Make WordPress Core

Opened 11 years ago

Closed 10 years ago

#24093 closed defect (bug) (fixed)

WP_Meta_Query is inefficient when referencing the same keys in "OR" query

Reported by: sc0ttkclark's profile sc0ttkclark Owned by: boonebgorges's profile boonebgorges
Milestone: 4.1 Priority: normal
Severity: normal Version: 3.5.1
Component: Query Keywords: meta-query has-patch
Focuses: performance Cc:

Description

This is part of the chain of thought from #19729

The corresponding fix for #19729 was done in [22103]

I believe this fix didn't take things far enough. For example, a meta_query that does a lot of comparing on the same meta_key, will have a JOIN and a WHERE for each query array. It shouldn't have to re-join the postmeta table on each query array though, since they are based on the same meta_key.

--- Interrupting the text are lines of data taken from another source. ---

PR #221, opened 2023-03-31
Encode only reserved characters in user-info

### LINKED ISSUE #219: Escaping of user info breaks NTLM authentication
The change in #213 breaks ntml based authentication when specifying a domain.

When using ntml auth it's common to have a domain that is part of the username like this
```
curl_setopt($ch, CURLOPT_USERPWD, 'DOMAIN\username:password');
```

The slash is not suppose to be escaped and if it's the authentication fails

nicolas-grekas:
Fix #219

This is enough to produce non-broken URLs.

### DIFF
--- a/src/Uri.php
+++ b/src/Uri.php
@@ -23,6 +23,8 @@ class Uri implements UriInterface
 
     private const CHAR_SUB_DELIMS = '!\$&\'\(\)\*\+,;=';
 
+    private const CHAR_GEN_DELIMS = ':\/\?#\[\]@';
+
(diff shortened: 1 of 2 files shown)


dbu (commented):
seems all the implementations do it this way, good fix.

dbu:
btw, you might want to mention this in the changelog. there is an edge case when people use getUserInfo and assume that the info is *not* urlencoded it will now be urlencoded...

nicolas-grekas:
See #218 for the changelog proposal.

PR #371, opened 2024-07-24
Fix client app and version tracing

yihezkel:
### Fixed
Fix client app and version tracing


ag-ramachandran (approved):

ag-ramachandran:
Would this be version 5.1.1 for us to include in the other dependent jars

AsafMah (approved):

I'll attach a suggested patch that will only join if it needs to, and use the previous alias for the first meta_key joined table if it's already been joined.

Attachments (6)

24093.patch (1.8 KB) - added by sc0ttkclark 11 years ago.
Patch to join postmeta for meta_query only as needed
24093.1.patch (1.0 KB) - added by kevinfodness 11 years ago.
Patch for meta.php to improve query performance
24093.2.patch (2.2 KB) - added by vprat 10 years ago.
Fixes SQL errors (does not yet fix the order by meta_value problem)
24093.3.patch (2.9 KB) - added by vprat 10 years ago.
Fixes the problem with ordering by meta_value
24093.4.patch (2.5 KB) - added by vprat 10 years ago.
Patch for the latest WordPress 4.0 version
24093.5.patch (23.2 KB) - added by boonebgorges 10 years ago.

Download all attachments as: .zip

Change History (45)

@sc0ttkclark
11 years ago

Patch to join postmeta for meta_query only as needed

#1 @sc0ttkclark
11 years ago

  • Version set to 3.5.1

#2 @F J Kaiser
11 years ago

Stumbled upon this patch/ticket while updating Codex on WP_Meta_Query. Nice patch! Finally.

Just one note: If you use a meta_query array

$query_args = array( 'meta_query' => array(
	'relation' => 'OR',
	array(
		'key' => 'foo_key',
		// 'value' => 'foo',
		// 'compare' => 'LIKE',
	),
	array(
		'key' => 'bar_key',
	),
) );
$meta_query = new WP_Meta_Query();
$meta_query->parse_query_vars( $query_args );
$mq_sql = $meta_query->get_sql(
	'post',
	$wpdb->posts,
	'ID',
	null
);

that only searches for two key/value pairs (so two subarrays), then it will still do a join on the native table names like

INNER JOIN wp_postmeta ON wp_post.ID = wp_postmeta.post_id

and then do an additional

INNER JOIN wp_postmeta AS mt{$i} ON (wp_posts.ID = {$alias}{$i}.post_id)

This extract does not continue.